Beser, Busra; Reis, Tugba; Berber, Merve Nur; Topaloglu, Edanur; Gungor, Esra; Kilic, Münevver Coruh; Duman, Sacide; Çelik, Özer; Kuran, Alican; Bayrakdar, Ibrahim Sevki.
Afiliación
  • Beser B; Department of Orthodontics, Faculty of Dentistry, Recep Tayyip Erdogan University, Rize, Turkey.
  • Reis T; Pedodontics, Private Practice, Trabzon, Turkey.
  • Berber MN; Department of Orthodontics, Faculty of Dentistry, Recep Tayyip Erdogan University, Rize, Turkey.
  • Topaloglu E; Department of Oral and Maxillofacial Radiology, Faculty of Dentistry, Inonu University, Malatya, Turkey.
  • Gungor E; Department of Pedodontics, Faculty of Dentistry, Inonu University, Malatya, Turkey.
  • Kilic MC; Department of Pedodontics, Faculty of Dentistry, Beykent University, Istanbul, Turkey.
  • Duman S; Department of Pedodontics, Faculty of Dentistry, Inonu University, Malatya, Turkey.
  • Çelik Ö; Department of Mathematics-Computer, Faculty of Science, Eskisehir Osmangazi University, Eskisehir, Turkey.
  • Kuran A; Department of Oral and Maxillofacial Radiology, Faculty of Dentistry, Kocaeli University, Izmit, Kocaeli, 41190, Turkey. alican.kuran@outlook.com.
  • Bayrakdar IS; Department of Oral and Maxillofacial Radiology, Faculty of Dentistry, Eskisehir Osmangazi University, Eskisehir, Turkey.
BMC Med Imaging ; 24(1): 172, 2024 Jul 11.
Article en En | MEDLINE | ID: mdl-38992601
ABSTRACT

OBJECTIVES:

In the interpretation of panoramic radiographs (PRs), the identification and numbering of teeth is an important part of the correct diagnosis.
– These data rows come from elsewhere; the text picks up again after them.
PR #141, opened 2021-11-05
Emit type declarations for structs in global array variables.

benfogle:
The following code causes `SkeltonBuilder` to emit invalid Rust because it doesn't define `struct foo`:

**src/sample.bpf.c**
```
struct foo {
    int x;
};

const volatile struct foo array[1] = { {0} };
```

**build.rs**
```
use libbpf_cargo::SkeletonBuilder;

fn main() {
    SkeletonBuilder::new("src/sample.bpf.c")
        .debug(true)
        .generate("src/sample_skel.rs")
        .unwrap();
}
```

Build output:
```
$ cargo build
   Compiling libbpf-cargo v0.9.2 (/home/ben/scratch/libbpf-rs/libbpf-cargo)
   Compiling example-broken v0.1.0 (/home/ben/scratch/libbpf-rs/example-broken)
error[E0412]: cannot find type `foo` in this scope
  --> src/sample_skel.rs:65:19
   |
65 |         pub bar: [foo; 1],
   |                   ^^^ not found in this scope

For more information about this error, try `rustc --explain E0412`.
error: could not compile `example-broken` due to previous error
```

### DIFF
--- a/libbpf-cargo/src/btf/btf.rs
+++ b/libbpf-cargo/src/btf/btf.rs
@@ -355,6 +355,24 @@ impl<'a> Btf<'a> {
     ///
     /// `ty` must be a struct, union, enum, or datasec type.
     pub fn type_definition(&self, type_id: u32) -> Result<String> {
+        let next_type = |mut id| -> Result<Option<u32>> {
+            loop {
+                match self.type_by_id(id)? {
+                    BtfType::Struct(_)
+                    | BtfType::Union(_)
+                    | BtfType::Enum(_)
+                    | BtfType::Datasec(_) => return Ok(Some(id)),
+                    BtfType::Ptr(t) => id = t.pointee_type,
+                    BtfType::Array(t) => id = t.val_type_id,
+                    BtfType::Volatile(t) => id = t.type_id,
+                    BtfType::Const(t) => id = t.type_id,
+                    BtfType::Restrict(t) => id = t.type_id,
+                    BtfType::Typedef(t) => id = t.type_id,
+                    _ => return Ok(None),
+                }
+            }
+        };
+
         let is_terminal = |id| -> Result<bool> {
             match self.type_by_id(id)?.kind() {
                 BtfKind::Struct | BtfKind::Union | BtfKind::Enum | BtfKind::Datasec => Ok(false),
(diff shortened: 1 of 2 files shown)


libbpf-cargo/src/btf/btf.rs
```diff
@@ -355,6 +355,24 @@ impl<'a> Btf<'a> {
...
+                    BtfType::Volatile(t) => id = t.type_id,
+                    BtfType::Const(t) => id = t.type_id,
+                    BtfType::Restrict(t) => id = t.type_id,
+                    BtfType::Typedef(t) => id = t.type_id,
+                    _ => return Ok(None),
+                }
+            }
+        };
+
         let is_terminal = |id| -> Result<bool> {
```
anakryiko, line 376: is is_terminal still being used? If yes, clearly Array is not terminal, right? So need fixing as well?

libbpf-cargo/src/test.rs
```diff
@@ -753,6 +753,92 @@ fn test_skeleton_builder_clang_opts() {
...
+        prog,
+        r#"
+        #include "vmlinux.h"
+        #include <bpf/bpf_helpers.h>
+
+        struct mystruct {{
+            int x;
+        }};
+
+        const volatile struct mystruct my_array[0] = {{ {{0}} }};
```
anakryiko, line 780: can you please also check that if struct has an array member everything works? Especially if it's an array of structs. Thanks!

benfogle: Added some extra checks.

libbpf-cargo/src/btf/btf.rs
anakryiko: That's fine, let's leave it as is, thanks.

anakryiko (approved):
Looks good to me.

Can you please squash your two commits into one and provide a bit fuller commit message. Can you also put "Signed-off-by: First Last <email@whatever.bla>", following libbpf's and kernel's approach. It would be good to maintain uniformity of style going forward.

Thanks!

benfogle:
Updated. Let me know if that commit message looks good to you.

insearchoflosttime:
LGTM. Thanks for adding this, @benfogle.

This study evaluates the effectiveness of YOLO-v5 in the automatic detection, segmentation, and numbering of deciduous and permanent teeth in mixed dentition pediatric patients based on PRs.

METHODS:

A total of 3854 mixed pediatric patients PRs were labelled for deciduous and permanent teeth using the CranioCatch labeling program. The dataset was divided into three subsets training (n = 3093, 80% of the total), validation (n = 387, 10% of the total) and test (n = 385, 10% of the total). An artificial intelligence (AI) algorithm using YOLO-v5 models were developed.

RESULTS:

The sensitivity, precision, F-1 score, and mean average precision-0.5 (mAP-0.5) values were 0.99, 0.99, 0.99, and 0.98 respectively, to teeth detection. The sensitivity, precision, F-1 score, and mAP-0.5 values were 0.98, 0.98, 0.98, and 0.98, respectively, to teeth segmentation.

CONCLUSIONS:

YOLO-v5 based models can have the potential to detect and enable the accurate segmentation of deciduous and permanent teeth using PRs of pediatric patients with mixed dentition.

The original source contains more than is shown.